What is needed -
When you answer, restate the entries below without altering anything.

Stored data
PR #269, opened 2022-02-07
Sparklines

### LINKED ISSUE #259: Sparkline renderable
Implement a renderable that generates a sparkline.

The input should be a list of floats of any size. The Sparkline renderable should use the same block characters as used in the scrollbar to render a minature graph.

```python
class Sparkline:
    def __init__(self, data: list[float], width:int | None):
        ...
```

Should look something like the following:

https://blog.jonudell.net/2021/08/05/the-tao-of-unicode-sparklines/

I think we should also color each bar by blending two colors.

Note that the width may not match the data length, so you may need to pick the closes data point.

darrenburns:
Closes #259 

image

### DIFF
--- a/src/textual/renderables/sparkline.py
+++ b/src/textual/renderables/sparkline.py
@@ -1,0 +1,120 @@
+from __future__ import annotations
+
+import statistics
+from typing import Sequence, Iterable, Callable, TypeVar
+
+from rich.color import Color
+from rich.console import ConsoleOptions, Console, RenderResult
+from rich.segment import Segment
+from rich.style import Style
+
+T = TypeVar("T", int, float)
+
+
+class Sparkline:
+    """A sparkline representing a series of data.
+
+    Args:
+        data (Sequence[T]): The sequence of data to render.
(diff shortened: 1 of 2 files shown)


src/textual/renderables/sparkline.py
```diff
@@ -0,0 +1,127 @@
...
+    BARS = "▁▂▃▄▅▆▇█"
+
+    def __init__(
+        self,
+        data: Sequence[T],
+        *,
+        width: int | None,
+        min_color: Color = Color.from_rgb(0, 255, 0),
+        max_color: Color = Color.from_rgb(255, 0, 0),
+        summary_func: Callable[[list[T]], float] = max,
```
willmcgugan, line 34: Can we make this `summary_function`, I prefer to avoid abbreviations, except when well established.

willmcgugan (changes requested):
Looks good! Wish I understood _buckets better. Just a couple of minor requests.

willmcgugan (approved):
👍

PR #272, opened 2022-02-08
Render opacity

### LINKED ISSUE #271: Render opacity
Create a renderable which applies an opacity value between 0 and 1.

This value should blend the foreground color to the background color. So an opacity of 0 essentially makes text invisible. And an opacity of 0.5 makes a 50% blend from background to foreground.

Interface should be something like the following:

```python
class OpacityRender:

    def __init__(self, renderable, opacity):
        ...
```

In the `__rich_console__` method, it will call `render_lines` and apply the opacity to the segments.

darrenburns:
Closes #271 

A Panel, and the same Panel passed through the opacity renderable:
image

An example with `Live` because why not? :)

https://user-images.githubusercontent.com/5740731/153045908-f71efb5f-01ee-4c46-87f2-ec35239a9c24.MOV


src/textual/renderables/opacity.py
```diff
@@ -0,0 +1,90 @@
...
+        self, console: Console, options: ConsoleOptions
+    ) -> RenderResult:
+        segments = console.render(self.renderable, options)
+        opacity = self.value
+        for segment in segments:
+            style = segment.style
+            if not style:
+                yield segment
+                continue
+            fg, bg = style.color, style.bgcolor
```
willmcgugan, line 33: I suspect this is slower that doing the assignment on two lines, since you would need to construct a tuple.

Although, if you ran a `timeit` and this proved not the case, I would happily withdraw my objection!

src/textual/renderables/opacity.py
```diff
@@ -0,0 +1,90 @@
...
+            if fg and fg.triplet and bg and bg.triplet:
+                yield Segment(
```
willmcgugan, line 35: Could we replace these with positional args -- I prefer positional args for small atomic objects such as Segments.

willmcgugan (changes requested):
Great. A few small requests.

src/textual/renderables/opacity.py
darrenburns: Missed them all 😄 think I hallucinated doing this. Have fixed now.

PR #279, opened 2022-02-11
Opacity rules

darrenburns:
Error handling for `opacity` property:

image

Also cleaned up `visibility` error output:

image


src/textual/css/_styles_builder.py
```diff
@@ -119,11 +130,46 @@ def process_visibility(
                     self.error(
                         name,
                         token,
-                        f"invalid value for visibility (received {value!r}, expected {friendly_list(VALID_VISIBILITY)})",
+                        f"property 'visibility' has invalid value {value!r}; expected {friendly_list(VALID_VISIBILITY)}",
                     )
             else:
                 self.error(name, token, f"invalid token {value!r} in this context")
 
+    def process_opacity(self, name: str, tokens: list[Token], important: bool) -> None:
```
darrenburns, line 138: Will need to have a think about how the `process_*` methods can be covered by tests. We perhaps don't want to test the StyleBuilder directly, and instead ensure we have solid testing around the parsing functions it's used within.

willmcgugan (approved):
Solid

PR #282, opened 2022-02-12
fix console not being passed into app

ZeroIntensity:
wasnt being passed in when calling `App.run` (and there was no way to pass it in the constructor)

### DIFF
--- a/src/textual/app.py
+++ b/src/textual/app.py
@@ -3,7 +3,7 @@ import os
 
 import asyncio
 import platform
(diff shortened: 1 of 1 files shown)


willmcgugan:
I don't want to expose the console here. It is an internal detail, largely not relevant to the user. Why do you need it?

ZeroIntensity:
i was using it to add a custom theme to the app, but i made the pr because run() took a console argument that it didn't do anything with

Reply to the task -
PR #269, opened 2022-02-07
Sparklines

### LINKED ISSUE #259: Sparkline renderable
Implement a renderable that generates a sparkline.

The input should be a list of floats of any size. The Sparkline renderable should use the same block characters as used in the scrollbar to render a minature graph.

```python
class Sparkline:
    def __init__(self, data: list[float], width:int | None):
        ...
```

Should look something like the following:

https://blog.jonudell.net/2021/08/05/the-tao-of-unicode-sparklines/

I think we should also color each bar by blending two colors.

Note that the width may not match the data length, so you may need to pick the closes data point.

darrenburns:
Closes #259 

image

### DIFF
--- a/src/textual/renderables/sparkline.py
+++ b/src/textual/renderables/sparkline.py
@@ -1,0 +1,120 @@
+from __future__ import annotations
+
+import statistics
+from typing import Sequence, Iterable, Callable, TypeVar
+
+from rich.color import Color
+from rich.console import ConsoleOptions, Console, RenderResult
+from rich.segment import Segment
+from rich.style import Style
+
+T = TypeVar("T", int, float)
+
+
+class Sparkline:
+    """A sparkline representing a series of data.
+
+    Args:
+        data (Sequence[T]): The sequence of data to render.
(diff shortened: 1 of 2 files shown)


src/textual/renderables/sparkline.py
```diff
@@ -0,0 +1,127 @@
...
+    BARS = "▁▂▃▄▅▆▇█"
+
+    def __init__(
+        self,
+        data: Sequence[T],
+        *,
+        width: int | None,
+        min_color: Color = Color.from_rgb(0, 255, 0),
+        max_color: Color = Color.from_rgb(255, 0, 0),
+        summary_func: Callable[[list[T]], float] = max,
```
willmcgugan, line 34: Can we make this `summary_function`, I prefer to avoid abbreviations, except when well established.

willmcgugan (changes requested):
Looks good! Wish I understood _buckets better. Just a couple of minor requests.

willmcgugan (approved):
👍

PR #272, opened 2022-02-08
Render opacity

### LINKED ISSUE #271: Render opacity
Create a renderable which applies an opacity value between 0 and 1.

This value should blend the foreground color to the background color. So an opacity of 0 essentially makes text invisible. And an opacity of 0.5 makes a 50% blend from background to foreground.

Interface should be something like the following:

```python
class OpacityRender:

    def __init__(self, renderable, opacity):
        ...
```

In the `__rich_console__` method, it will call `render_lines` and apply the opacity to the segments.

darrenburns:
Closes #271 

A Panel, and the same Panel passed through the opacity renderable:
image

An example with `Live` because why not? :)

https://user-images.githubusercontent.com/5740731/153045908-f71efb5f-01ee-4c46-87f2-ec35239a9c24.MOV


src/textual/renderables/opacity.py
```diff
@@ -0,0 +1,90 @@
...
+        self, console: Console, options: ConsoleOptions
+    ) -> RenderResult:
+        segments = console.render(self.renderable, options)
+        opacity = self.value
+        for segment in segments:
+            style = segment.style
+            if not style:
+                yield segment
+                continue
+            fg, bg = style.color, style.bgcolor
```
willmcgugan, line 33: I suspect this is slower that doing the assignment on two lines, since you would need to construct a tuple.

Although, if you ran a `timeit` and this proved not the case, I would happily withdraw my objection!

src/textual/renderables/opacity.py
```diff
@@ -0,0 +1,90 @@
...
+            if fg and fg.triplet and bg and bg.triplet:
+                yield Segment(
```
willmcgugan, line 35: Could we replace these with positional args -- I prefer positional args for small atomic objects such as Segments.

willmcgugan (changes requested):
Great. A few small requests.

src/textual/renderables/opacity.py
darrenburns: Missed them all 😄 think I hallucinated doing this. Have fixed now.

PR #279, opened 2022-02-11
Opacity rules

darrenburns:
Error handling for `opacity` property:

image

Also cleaned up `visibility` error output:

image


src/textual/css/_styles_builder.py
```diff
@@ -119,11 +130,46 @@ def process_visibility(
                     self.error(
                         name,
                         token,
-                        f"invalid value for visibility (received {value!r}, expected {friendly_list(VALID_VISIBILITY)})",
+                        f"property 'visibility' has invalid value {value!r}; expected {friendly_list(VALID_VISIBILITY)}",
                     )
             else:
                 self.error(name, token, f"invalid token {value!r} in this context")
 
+    def process_opacity(self, name: str, tokens: list[Token], important: bool) -> None:
```
darrenburns, line 138: Will need to have a think about how the `process_*` methods can be covered by tests. We perhaps don't want to test the StyleBuilder directly, and instead ensure we have solid testing around the parsing functions it's used within.

willmcgugan (approved):
Solid

PR #282, opened 2022-02-12
fix console not being passed into app

ZeroIntensity:
wasnt being passed in when calling `App.run` (and there was no way to pass it in the constructor)

### DIFF
--- a/src/textual/app.py
+++ b/src/textual/app.py
@@ -3,7 +3,7 @@ import os
 
 import asyncio
 import platform
(diff shortened: 1 of 1 files shown)


willmcgugan:
I don't want to expose the console here. It is an internal detail, largely not relevant to the user. Why do you need it?

ZeroIntensity:
i was using it to add a custom theme to the app, but i made the pr because run() took a console argument that it didn't do anything with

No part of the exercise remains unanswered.